**WHAT THIS TASK INVOLVES:** Reproduce, exactly, the lines of the material below from the line containing "[CLI] Fix scheduled" through the line containing "uploading the file.", with both end lines included and nothing else.

------ RAW DATA ------

PR #4619, opened 2026-07-31
[CLI] Fix scheduled upload of a single file in a subfolder

dfedoryshchev:
## Summary

`hf upload <repo> <dir>/<file> --every N` never commits anything. It prints `Scheduling commits every N minutes to <repo>` and then runs forever without uploading the file.

Two problems in the single-file branch of the `--every` path, both from the same mismatch: `CommitScheduler` matches `allow_patterns` against paths relative to `folder_path` and re-uploads them under `path_in_repo`, while the command was passing the full local path.

**1. The allow pattern can never match.**

```python
# _commit_scheduler.py, push_to_hub()
relpath_to_abspath = {
    path.relative_to(self.folder_path).as_posix(): path
    for path in sorted(self.folder_path.glob("**/*")) if path.is_file()
}
for relpath in filter_repo_objects(relpath_to_abspath.keys(), allow_patterns=self.allow_patterns, ...):
```

For `hf upload my-model checkpoints/model.safetensors --every 5` the scheduler gets `folder_path="checkpoints"` and `allow_patterns=["checkpoints/model.safetensors"]`, while the only relpath it sees is `model.safetensors`. Nothing matches, so every run hits `Dropping schedule commit: no changed file to upload.` It bails at `_commit_scheduler.py:249` before any request is sent, so there is no server-side trace either.

**2. Only the folder part of `path_in_repo` can be honoured.**

The scheduler globs a folder and re-uploads whatever it finds underneath `path_in_repo`, so the destination file name is always the local one and a rename is not expressible. Stripping the file name with `endswith` mis-sliced any destination whose last segment merely ends with the local name: for a local `model.safetensors`, a destination of `adapter_model.safetensors` produced the prefix `adapter_` and would have landed the file at `adapter_/model.safetensors`. The prefix is now taken from the directory part only, and a destination file name that differs from the local one warns rather than being silently dropped.

## Which invocations are affected

This is the documented single-file form. The CLI guide's own example is a file in a subfolder:

```bash
# docs/source/en/guides/cli.md
>>> hf upload Wauplin/my-cool-model ./models/model.safetensors
https://huggingface.co/Wauplin/my-cool-model/blob/main/model.safetensors
```

Add `--every` to that documented command and it silently uploads nothing.

| command | before | after |
| --- | --- | --- |
| `hf upload repo model.safetensors --every 5` | uploads to `model.safetensors` | unchanged |
| `hf upload repo models/model.safetensors --every 5` | **nothing uploaded** | uploads to `model.safetensors` |
| `hf upload repo /abs/path/model.safetensors --every 5` | **nothing uploaded** | uploads to `model.safetensors` |
| `hf upload repo models/model.safetensors weights/model.safetensors --every 5` | **nothing uploaded** | uploads to `weights/model.safetensors` |
| `hf upload repo model.safetensors adapter_model.safetensors --every 5` | uploads to `adapter_/model.safetensors` | warns, uploads to `model.safetensors` |

Only a relative path with no directory component and no destination override worked. An absolute path failed too, even without a subfolder, since `os.path.dirname` is non-empty there as well.

## Reproduce (before)

```console
$ mkdir -p /tmp/hf-repro/models && echo weights > /tmp/hf-repro/models/model.safetensors
$ cd /tmp/hf-repro
$ HF_DEBUG=1 hf upload <user>/my-cool-model ./models/model.safetensors --every 1 --private
Scheduling commits every 1 minutes to <user>/my-cool-model.
# ...then, on every tick:
#     Dropping schedule commit: no changed file to upload.
$ hf models ls <user>/my-cool-model   # empty
```

The same command without `--every` uploads correctly, which is what makes the scheduled path a bug rather than a missing feature.

## Notes on the implementation

- `PATH_IN_REPO` is a positional argument, not a `--path-in-repo` flag.
- The rename notice uses `out.warning()` rather than `warnings.warn()`, matching the CLI convention: it goes to stderr in every output mode, including `--format quiet` and `--format json`, and is not subject to Python's warning filters or once-per-call-site dedup. The four pre-existing `warnings.warn("Ignoring --x ...")` calls in this file predate the `out` layer and are left alone to keep this diff on topic.
- The notice only fires on a real rename. An empty or `.` destination name means a directory, so `weights/`, `data/` and `.` are honoured silently rather than warned about.

## Tests

Two tests in `tests/test_cli.py`, following the harness used by the existing `--every` tests. The single-file branch had no coverage at all before.

- `test_upload_single_file_with_every` is parametrized over the default destination, an explicit destination folder, and a destination folder with a trailing slash. It asserts the full `CommitScheduler` call and that no rename warning is emitted.
- `test_upload_single_file_with_every_warns_on_rename` pins that a differing destination file name warns and that `path_in_repo` keeps only the directory part, never the destination file name or a slice of it.


hanouticelina (approved):
Thanks for flagging and fixing! I pushed a couple of updates to rewrite the tests and add a safeguard: one parametrized test instead of three, `out.warning` instead of `warnings.warn`, and the notice now only fires on a real rename (it also matched `weights/` before).
Also fixed the description: `PATH_IN_REPO` is positional, and absolute paths fail too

------

**EXERCISE ANSWER:**
[CLI] Fix scheduled upload of a single file in a subfolder

dfedoryshchev:
## Summary

`hf upload <repo> <dir>/<file> --every N` never commits anything. It prints `Scheduling commits every N minutes to <repo>` and then runs forever without uploading the file.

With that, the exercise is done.